## EXERCISE DATA
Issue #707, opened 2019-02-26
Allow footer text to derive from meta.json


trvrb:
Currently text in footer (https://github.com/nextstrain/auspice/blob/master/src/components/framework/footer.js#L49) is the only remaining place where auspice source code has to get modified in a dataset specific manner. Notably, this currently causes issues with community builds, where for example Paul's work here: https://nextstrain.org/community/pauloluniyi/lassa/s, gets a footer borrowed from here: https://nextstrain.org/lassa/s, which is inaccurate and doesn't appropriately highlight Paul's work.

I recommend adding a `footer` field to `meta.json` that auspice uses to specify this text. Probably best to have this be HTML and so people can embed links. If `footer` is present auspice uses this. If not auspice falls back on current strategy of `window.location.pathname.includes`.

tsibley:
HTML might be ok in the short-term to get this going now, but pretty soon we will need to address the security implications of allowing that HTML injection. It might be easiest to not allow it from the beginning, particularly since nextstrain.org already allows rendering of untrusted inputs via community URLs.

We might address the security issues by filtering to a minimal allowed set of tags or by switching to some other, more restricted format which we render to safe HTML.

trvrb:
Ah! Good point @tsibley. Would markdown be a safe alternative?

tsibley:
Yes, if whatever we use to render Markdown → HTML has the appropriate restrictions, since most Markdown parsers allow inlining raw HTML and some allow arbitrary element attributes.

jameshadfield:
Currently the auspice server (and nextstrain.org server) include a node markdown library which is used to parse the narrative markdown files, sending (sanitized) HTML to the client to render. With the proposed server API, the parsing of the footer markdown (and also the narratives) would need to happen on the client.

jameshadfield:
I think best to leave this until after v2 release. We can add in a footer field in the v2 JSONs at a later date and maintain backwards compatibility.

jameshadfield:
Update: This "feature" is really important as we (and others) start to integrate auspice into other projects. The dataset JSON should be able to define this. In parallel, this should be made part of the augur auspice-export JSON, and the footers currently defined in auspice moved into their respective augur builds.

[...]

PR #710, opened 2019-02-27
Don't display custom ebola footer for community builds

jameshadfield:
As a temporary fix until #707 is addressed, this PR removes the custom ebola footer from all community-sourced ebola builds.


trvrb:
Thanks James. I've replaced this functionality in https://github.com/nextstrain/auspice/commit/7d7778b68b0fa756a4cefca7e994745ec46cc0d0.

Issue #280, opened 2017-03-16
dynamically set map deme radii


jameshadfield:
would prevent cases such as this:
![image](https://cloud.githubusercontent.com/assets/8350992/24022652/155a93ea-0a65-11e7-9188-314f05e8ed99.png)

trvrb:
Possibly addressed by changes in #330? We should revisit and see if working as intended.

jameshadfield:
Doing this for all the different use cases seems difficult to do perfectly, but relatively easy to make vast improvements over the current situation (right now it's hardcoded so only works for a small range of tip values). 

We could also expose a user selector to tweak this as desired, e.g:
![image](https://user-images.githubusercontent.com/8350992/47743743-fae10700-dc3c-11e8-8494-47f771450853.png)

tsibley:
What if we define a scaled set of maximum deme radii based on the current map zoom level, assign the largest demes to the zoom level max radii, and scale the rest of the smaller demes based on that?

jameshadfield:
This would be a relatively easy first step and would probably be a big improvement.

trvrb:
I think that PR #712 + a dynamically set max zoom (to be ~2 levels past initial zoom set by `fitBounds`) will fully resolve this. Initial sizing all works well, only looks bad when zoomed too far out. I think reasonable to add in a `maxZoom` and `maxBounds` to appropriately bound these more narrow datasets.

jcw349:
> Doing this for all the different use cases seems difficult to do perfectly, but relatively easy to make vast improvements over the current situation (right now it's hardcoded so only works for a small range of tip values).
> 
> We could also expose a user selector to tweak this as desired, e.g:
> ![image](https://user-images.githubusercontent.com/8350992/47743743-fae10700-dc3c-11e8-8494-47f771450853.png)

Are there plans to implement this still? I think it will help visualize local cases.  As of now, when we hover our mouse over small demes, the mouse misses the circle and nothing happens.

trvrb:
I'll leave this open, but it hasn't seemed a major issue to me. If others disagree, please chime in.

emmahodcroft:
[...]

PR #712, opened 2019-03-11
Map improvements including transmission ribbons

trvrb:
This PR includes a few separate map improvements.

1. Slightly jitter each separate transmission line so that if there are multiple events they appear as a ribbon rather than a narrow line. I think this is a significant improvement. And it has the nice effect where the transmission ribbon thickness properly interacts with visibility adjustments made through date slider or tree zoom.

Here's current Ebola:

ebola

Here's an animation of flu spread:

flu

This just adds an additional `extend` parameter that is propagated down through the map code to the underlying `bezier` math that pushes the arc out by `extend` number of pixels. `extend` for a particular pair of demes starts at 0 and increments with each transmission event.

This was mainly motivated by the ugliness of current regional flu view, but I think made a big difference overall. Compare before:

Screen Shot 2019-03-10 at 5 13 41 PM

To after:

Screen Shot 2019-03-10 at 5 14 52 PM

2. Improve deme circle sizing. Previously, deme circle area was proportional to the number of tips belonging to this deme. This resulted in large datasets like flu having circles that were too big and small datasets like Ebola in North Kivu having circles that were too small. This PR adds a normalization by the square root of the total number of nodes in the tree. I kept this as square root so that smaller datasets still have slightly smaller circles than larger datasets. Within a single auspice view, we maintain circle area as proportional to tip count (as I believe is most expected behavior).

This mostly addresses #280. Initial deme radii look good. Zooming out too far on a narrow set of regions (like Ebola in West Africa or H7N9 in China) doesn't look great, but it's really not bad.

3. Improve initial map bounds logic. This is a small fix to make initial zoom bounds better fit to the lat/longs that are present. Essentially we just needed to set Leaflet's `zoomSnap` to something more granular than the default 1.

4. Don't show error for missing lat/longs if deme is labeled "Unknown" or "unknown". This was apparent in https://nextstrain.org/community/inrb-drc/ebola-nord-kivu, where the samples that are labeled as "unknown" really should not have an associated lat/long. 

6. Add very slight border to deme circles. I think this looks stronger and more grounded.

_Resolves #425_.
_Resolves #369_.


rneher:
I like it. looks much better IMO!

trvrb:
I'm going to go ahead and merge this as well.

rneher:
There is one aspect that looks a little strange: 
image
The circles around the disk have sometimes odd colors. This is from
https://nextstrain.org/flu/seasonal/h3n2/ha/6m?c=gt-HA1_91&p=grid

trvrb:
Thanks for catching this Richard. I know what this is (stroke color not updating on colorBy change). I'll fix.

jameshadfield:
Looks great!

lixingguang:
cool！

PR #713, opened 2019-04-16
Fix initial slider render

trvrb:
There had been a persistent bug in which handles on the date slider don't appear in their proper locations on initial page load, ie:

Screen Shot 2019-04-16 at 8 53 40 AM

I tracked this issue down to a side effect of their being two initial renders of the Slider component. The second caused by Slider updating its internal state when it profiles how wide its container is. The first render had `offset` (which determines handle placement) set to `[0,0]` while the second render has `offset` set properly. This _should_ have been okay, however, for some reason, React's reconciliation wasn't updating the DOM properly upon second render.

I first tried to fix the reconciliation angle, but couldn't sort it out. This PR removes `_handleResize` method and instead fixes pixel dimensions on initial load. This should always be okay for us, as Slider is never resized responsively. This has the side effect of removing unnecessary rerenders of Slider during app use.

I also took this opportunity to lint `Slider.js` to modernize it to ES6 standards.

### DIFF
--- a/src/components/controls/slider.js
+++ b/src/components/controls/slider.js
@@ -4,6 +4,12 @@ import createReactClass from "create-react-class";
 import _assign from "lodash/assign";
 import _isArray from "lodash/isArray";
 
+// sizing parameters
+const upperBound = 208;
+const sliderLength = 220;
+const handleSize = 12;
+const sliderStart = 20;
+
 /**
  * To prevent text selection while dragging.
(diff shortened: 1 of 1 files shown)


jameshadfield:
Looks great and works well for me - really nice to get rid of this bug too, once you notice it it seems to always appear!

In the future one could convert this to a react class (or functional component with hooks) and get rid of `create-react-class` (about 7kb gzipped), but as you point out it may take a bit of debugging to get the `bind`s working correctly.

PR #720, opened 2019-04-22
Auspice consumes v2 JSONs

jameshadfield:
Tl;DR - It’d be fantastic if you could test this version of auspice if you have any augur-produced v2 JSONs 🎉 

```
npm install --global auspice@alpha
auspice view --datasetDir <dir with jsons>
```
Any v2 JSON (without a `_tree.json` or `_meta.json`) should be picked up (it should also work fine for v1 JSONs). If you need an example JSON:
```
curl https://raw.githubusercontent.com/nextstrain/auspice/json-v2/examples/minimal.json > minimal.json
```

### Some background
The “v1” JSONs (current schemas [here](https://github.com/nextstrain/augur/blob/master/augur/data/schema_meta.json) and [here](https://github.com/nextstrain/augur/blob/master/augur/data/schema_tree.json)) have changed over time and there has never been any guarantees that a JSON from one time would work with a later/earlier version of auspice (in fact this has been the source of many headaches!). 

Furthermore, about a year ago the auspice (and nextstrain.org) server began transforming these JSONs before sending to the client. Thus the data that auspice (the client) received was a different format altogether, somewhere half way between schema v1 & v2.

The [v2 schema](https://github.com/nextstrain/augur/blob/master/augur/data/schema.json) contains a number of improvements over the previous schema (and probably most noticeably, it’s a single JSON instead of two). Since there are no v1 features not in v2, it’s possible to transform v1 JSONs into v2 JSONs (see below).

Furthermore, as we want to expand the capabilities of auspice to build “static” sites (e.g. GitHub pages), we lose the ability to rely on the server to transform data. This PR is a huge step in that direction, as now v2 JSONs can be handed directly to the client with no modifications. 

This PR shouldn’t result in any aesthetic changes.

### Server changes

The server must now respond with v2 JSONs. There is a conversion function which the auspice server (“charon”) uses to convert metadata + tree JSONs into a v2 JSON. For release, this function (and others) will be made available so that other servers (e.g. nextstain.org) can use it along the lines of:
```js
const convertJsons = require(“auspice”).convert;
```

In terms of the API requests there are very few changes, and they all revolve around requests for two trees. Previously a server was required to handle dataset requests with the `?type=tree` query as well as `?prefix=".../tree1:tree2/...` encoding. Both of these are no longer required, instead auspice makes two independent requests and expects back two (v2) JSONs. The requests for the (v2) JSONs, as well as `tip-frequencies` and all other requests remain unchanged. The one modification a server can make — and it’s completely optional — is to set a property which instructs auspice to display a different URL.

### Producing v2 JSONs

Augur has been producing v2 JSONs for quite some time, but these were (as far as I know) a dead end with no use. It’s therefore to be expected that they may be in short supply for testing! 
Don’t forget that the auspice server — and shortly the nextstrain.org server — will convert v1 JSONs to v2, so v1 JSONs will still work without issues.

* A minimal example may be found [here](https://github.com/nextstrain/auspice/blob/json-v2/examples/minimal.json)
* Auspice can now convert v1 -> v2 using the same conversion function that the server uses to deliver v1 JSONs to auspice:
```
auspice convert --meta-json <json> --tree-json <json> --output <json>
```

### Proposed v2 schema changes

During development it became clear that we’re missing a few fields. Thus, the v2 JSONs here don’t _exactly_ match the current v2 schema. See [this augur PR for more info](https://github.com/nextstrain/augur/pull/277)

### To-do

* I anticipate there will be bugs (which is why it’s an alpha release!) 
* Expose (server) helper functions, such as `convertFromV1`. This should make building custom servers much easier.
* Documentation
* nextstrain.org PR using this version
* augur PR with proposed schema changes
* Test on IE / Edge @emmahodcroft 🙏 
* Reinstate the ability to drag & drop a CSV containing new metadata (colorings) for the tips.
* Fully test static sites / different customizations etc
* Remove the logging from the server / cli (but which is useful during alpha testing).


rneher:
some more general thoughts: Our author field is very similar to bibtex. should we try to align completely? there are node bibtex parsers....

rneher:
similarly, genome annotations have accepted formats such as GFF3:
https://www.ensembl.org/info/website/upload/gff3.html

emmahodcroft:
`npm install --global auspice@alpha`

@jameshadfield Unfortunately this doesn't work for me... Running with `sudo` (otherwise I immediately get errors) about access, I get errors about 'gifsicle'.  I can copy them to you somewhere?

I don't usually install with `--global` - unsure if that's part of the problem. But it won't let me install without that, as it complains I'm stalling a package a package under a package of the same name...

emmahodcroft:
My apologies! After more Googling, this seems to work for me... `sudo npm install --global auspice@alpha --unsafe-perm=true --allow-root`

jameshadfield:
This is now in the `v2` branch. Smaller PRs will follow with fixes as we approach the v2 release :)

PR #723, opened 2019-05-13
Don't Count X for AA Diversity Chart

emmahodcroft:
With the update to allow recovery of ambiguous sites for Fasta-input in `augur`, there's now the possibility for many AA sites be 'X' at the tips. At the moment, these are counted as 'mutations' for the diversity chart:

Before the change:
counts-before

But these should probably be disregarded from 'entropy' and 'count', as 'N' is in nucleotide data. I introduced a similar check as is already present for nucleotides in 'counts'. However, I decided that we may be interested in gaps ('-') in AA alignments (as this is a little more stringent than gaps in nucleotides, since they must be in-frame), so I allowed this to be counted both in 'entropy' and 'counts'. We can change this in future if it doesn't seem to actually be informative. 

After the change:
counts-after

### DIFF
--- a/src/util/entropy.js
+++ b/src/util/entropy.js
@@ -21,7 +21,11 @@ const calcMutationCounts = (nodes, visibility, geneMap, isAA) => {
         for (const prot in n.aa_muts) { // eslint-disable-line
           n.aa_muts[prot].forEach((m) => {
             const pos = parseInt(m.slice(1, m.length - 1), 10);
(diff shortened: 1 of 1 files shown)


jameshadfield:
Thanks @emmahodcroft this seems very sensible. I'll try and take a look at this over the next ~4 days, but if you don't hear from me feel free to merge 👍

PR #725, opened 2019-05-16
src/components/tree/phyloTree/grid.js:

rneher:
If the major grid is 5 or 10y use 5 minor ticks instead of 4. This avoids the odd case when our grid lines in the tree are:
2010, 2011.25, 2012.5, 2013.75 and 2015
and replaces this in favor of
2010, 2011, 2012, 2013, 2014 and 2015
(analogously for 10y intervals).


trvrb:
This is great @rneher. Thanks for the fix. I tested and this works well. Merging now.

## WHAT THE TASK REQUIRES
Repeat the entries verbatim through the line with "Currently text in".

## RESULT FOR THIS EXERCISE
Issue #707, opened 2019-02-26
Allow footer text to derive from meta.json


trvrb:
Currently text in footer (https://github.com/nextstrain/auspice/blob/master/src/components/framework/footer.js#L49) is the only remaining place where auspice source code has to get modified in a dataset specific manner. Notably, this currently causes issues with community builds, where for example Paul's work here: https://nextstrain.org/community/pauloluniyi/lassa/s, gets a footer borrowed from here: https://nextstrain.org/lassa/s, which is inaccurate and doesn't appropriately highlight Paul's work.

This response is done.